4. The opinion of Justice Labrador explained with clarity why the constitutional right against being put
twice in jeopardy was a bar to the second prosecution. Thus: "If the X-ray examination discloses the
existence of a fracture on January 17, 1957, that fracture must have existed when the first examination
was made on December 10, 1956. There is therefore, no view or supervening fact that could be said to
have developed or arisen since the filing of the original action, which would justify the application of the
ruling enunciated by us in the cases if Melo vs. Peopleand People vs. Manolong ... . We attribute the new
finding of fracture, which evidently lengthened the period of healing of the wound, to the very superficial
and inconclusive examination made on December 10, 1956. Had an X-ray examination been taken at the
time, the fracture would have certainly been disclosed. The wound causing the delay in healing was
already in existence at the time of the first examination, but said delay was, caused by the very superficial
examination then made. As we have stated, we find therefore that no supervening fact had occurred which
justifies the application of the rule in the case of Melo vs. People and People vs. Manolong for which reason
we are constrained to apply the general rule of double jeopardy." 20 It is quite apparent, in the light of the
foregoing, why the lower court, submitting to the compulsion of the Buling decision, had to sustain the
motion to quash and to dismiss the information against appellee Yorac. No error could therefore be
rightfully imputed to it.

WHEREFORE, the resolution of June 21, 1968 of Judge Nestor B. Alampay granting the motion to quash,
ordering the dismissal of the case and the immediate release of the appellee Rodrigo Yorac, is affirmed.
Without costs.

Concepcion, C.J., Reyes, J.B.L., Makalintal, Zaldivar, Castro, Teehankee, Villamor and Makasiar, JJ., concur.

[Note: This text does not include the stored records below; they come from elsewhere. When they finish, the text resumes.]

PR #1024, opened 2026-06-18
add additional fields to reports

kattrali:
(ios tests are going to fail until https://github.com/bitdriftlabs/shared-core/pull/525 is added in)


platform/jvm/capture/src/main/kotlin/io/bitdrift/capture/reports/processor/ILocaleProvider.kt
```diff
@@ -0,0 +1,18 @@
...
+//
+// Use of this source code is governed by a source available license that can be found in the
+// LICENSE file or at:
+// https://polyformproject.org/wp-content/uploads/2020/06/PolyForm-Shield-1.0.0.txt
+package io.bitdrift.capture.reports.processor
+
+/**
+ * Provide a value for device locale
+ */
+interface ILocaleProvider {
```
FranAguilera: Can we expand instead the existing [IClientAttributes](https://github.com/bitdriftlabs/capture-sdk/blob/4d2899512beaf41ba024f58f63e6608feb80dc76/platform/jvm/capture/src/main/kotlin/io/bitdrift/capture/attributes/IClientAttributes.kt#L12). e.g. already has full [locale](https://github.com/bitdriftlabs/capture-sdk/blob/4d2899512beaf41ba024f58f63e6608feb80dc76/platform/jvm/capture/src/main/kotlin/io/bitdrift/capture/attributes/IClientAttributes.kt#L53)?

kattrali: yeah that makes sense. I think I need to wrap my head around what's going on with locale caching there 😅

FranAguilera: yeah the TLDR is to avoid unnecessary allocation for static fields that won't likely change.

This was added in here https://github.com/bitdriftlabs/capture-sdk/pull/558

ArielDemarco (approved):
iOS LGTM

platform/jvm/capture/src/main/kotlin/io/bitdrift/capture/attributes/ClientAttributes.kt
```diff
@@ -59,7 +60,9 @@ internal class ClientAttributes(
 
     override val model: String = Build.MODEL
 
-    override val locale: String by lazy { getCurrentLocale() }
+    override val locale: String by lazy { getCurrentLocale()?.toString() ?: UNKNOWN_FIELD_VALUE }
```
FranAguilera: This was a previous oversight but the exposed locale shouldn't be lazy as technically the locale could be changed during app runtime (e.g. via device settings) and the value will be stale

platform/jvm/capture/src/main/kotlin/io/bitdrift/capture/attributes/ClientAttributes.kt
```diff
@@ -150,16 +153,9 @@ internal class ClientAttributes(
         }
 
     /**
-     * Gets the current locale string.
+     * Gets the current locale.
      */
-    private fun getCurrentLocale(): String {
-        val locales = ConfigurationCompat.getLocales(resources.configuration)
-        return if (!locales.isEmpty) {
```
FranAguilera, line 157: Haven't check the internals of `.get` from `getLocales` yet but we are changing a bit the guard we had originally.

platform/jvm/capture/src/main/kotlin/io/bitdrift/capture/attributes/ClientAttributes.kt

Barredo, J., took no part.

Footnotes
1 According to the Constitution: "No person shall be twice put in jeopardy of punishment for
the same offense. If an act is punished by a law and an ordinance, conviction or acquittal
under either shall constitute a bar to another prosecution for the same act." Article III,
Section 1, paragraph 18.

12 This is now Section 9 of Rule 117, the original wording being retained thus: "When a
defendant shall have been convicted or acquitted, or the case against him dismissed or
otherwise terminated without the express consent of the defendant, by a court of competent
jurisdiction, upon a valid complaint or information or other formal charge sufficient in form
and substance to sustain a conviction, and after the defendant had pleaded to the charge,
the conviction or acquittal of the defendant or the dismissal of the case shall be a bar to
another prosecution for the offense charged, or for any attempt to commit the same or
frustration thereof, or for any offense which necessarily includes or is necessarily included in
the offense charged in the former complaint or information."